Galerie commerciale ou musée?





  Je souhaitais dire quelques mots d'une expérience de visite au musée du Louvre pour aller voir l'exposition consacrée à Pierre Soulages.

     Tout d'abord,  parlons du lieu d'exposition: Le Louvre. Je comprends que l'on ait voulu rendre hommage au très grand peintre français vivant qu'est Pierre Soulages, mais encore eût-il fallu que l'exposition ressemble à un vrai hommage. Etre exposé au musée du Louvre, est-il a lui seul un hommage? J'explique mon ressenti...

     Pour que le chemin soit moins long pour accéder à la pyramide,  nous sommes passés par le 99 rue de Rivoli, c'est-à-dire, pour ceux qui ne connaissent pas le lieu, une des entrées et surtout "la" sortie du musée du Louvre. Après l'art, tout le monde est invité à sortir sa carte bleue et à choisir parmi des téléphones, des montres, des parfums, des savons, des gâteaux, des posters, des cartes, des stylos, des livres (un objet culturel d'accord) de Léonard de Vinci...j'en passe...Vous êtes donc invités à acheter. 
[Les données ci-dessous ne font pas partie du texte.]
Issue #1047, opened 2019-07-08
Update pkg:analyzer dependency in test & test_core


kevmoo:
Support <0.38.0

PR #1048, opened 2019-07-08
Depend on latest analyzer

grouma:
Closes https://github.com/dart-lang/test/issues/1047

### DIFF
--- a/pkgs/test/pubspec.yaml
+++ b/pkgs/test/pubspec.yaml
@@ -8,7 +8,7 @@ environment:
   sdk: '>=2.2.0 <3.0.0'
 
 dependencies:
-  analyzer: ^0.37.0
+  analyzer: ">=0.36.0 <0.38.0"
   async: ^2.0.0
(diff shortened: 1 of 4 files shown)


grouma:
Travis webhooks appear to be broken. Corresponding Travis run: https://travis-ci.org/dart-lang/test/builds/555893648

pkgs/test/pubspec.yaml
```diff
@@ -8,7 +8,7 @@ environment:
   sdk: '>=2.2.0 <3.0.0'
 
 dependencies:
-  analyzer: ">=0.26.4 <0.37.0"
+  analyzer: ^0.37.0
```
jakemac53: We should just expand the upper bound if possible, otherwise people will be blocked on upgrading until all transitive deps are updated.

grouma: Done.

grouma:
https://travis-ci.org/dart-lang/test/builds/555910033

PR #1054, opened 2019-07-26
Deprecate internal packages

grouma:
Mark internal packages as deprecated to hopefully prevent accidental use.


pkgs/test_core/pubspec.yaml
```diff
@@ -32,4 +32,4 @@ dependencies:
   # properly constrains all features it provides.
   matcher: ">=0.12.5 <0.12.6"
   # Use an exact version until the test_api package is stable.
-  test_api: 0.2.6
+  test_api: 0.2.7
```
jakemac53: does this also need a dep override? or just going to submit on red?

grouma: This was an oversight.

pkgs/test_api/lib/backend.dart
```diff
@@ -2,6 +2,10 @@
 // for details. All rights reserved. Use of this source code is governed by a
 // BSD-style license that can be found in the LICENSE file.
 
+@Deprecated('package:test_api is not intended for general use. '
```
natebosch: Do we see this one coming up in practice?

pkgs/test_core/lib/backend.dart
```diff
@@ -2,6 +2,11 @@
 // for details. All rights reserved. Use of this source code is governed by a
 // BSD-style license that can be found in the LICENSE file.
 
+@Deprecated('package:test_core is not intended for general use. '
+    'Please use package:test.')
+library test_core;
```
natebosch: `test_core.backend`

pkgs/test_api/lib/backend.dart
```diff
@@ -2,6 +2,10 @@
...
+    'Please use package:test.')
+library test_api;
```
natebosch: `test_api.backend`.

I don't know if there is a requirement for unique library names - but we should aim for it.

pkgs/test_api/lib/backend.dart
grouma: Yes. I can't find it but there was a flutter bug recently where folks were importing from test_api and it caused unexpected issues.

pkgs/test_api/lib/backend.dart
grouma: Yeah I wasn't sure if having the same library name would be problematic but it didn't appear to cause issues. Updated it nonetheless.

PR #1057, opened 2019-07-29
Drop dependency on pub_semver

natebosch:
This had been used to detect feature support so that the package could
have a wider SDK constraint and have enhanced features for newer SDKs.
Drop the dependency and code checking the SDK version because:

- We now typically bump the SDK constraint rather than support multiple
  code paths.
- The remaining usage was for checking for DDC support in `pub serve`
  which doesn't exist anymore - we haven't yet deleted the tests or
  migrated them to use `build_runner serve`. This test and references to
  the old approach with both compilers is retained to make it clear what
  should be tested when we get around to migrating it.

### DIFF
--- a/pkgs/test/CHANGELOG.md
+++ b/pkgs/test/CHANGELOG.md
@@ -2,6 +2,7 @@
 
 * Pass `--server-mode` to dart2js instead of `--categories=Server` to fix a
   warning about the flag deprecation.
+* Drop dependency on `pub_semver`.
 
 ## 1.6.5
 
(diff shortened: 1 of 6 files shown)


pkgs/test/CHANGELOG.md
```diff
@@ -2,6 +2,7 @@
 
 * Pass `--server-mode` to dart2js instead of `--categories=Server` to fix a
   warning about the flag deprecation.
+* Drop dependency on `pub_semver`.
```
kevmoo: Worth a changelog entry? 🤷‍♂

natebosch: Some consumers might care. The direct consumers of `test_core` probably care more, but some might care about the drop from `test` as well.

PR #1058, opened 2019-07-29
Delete extra copy of util/test.dart

natebosch:
This file is unused since there is another copy in `test_api` which is
used instead.


natebosch:
The one in use: https://github.com/dart-lang/test/blob/6b30045fe90aa518683f5ca2756e575376fce037/pkgs/test_api/lib/src/util/test.dart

     Nous sommes   passés par cette entrée et là, les décorations des grandes galeries commerçantes n'ont qu'à bien se tenir; des sapins et des étoiles qui clignotent dans tous les sens, des gens qui vous bousculent, qui sont pressés...Il ne manquait plus que des caddies.

       Arrivés sous la pyramide, spectacle de hall de gare, d'aéroport. Des gens épuisés assis sur des bancs, plus de place pour s'assoir, des bouteilles d'eau par terre. Il manquait le panneau d'affichage des horaires de départ et c'était bon pour le voyage.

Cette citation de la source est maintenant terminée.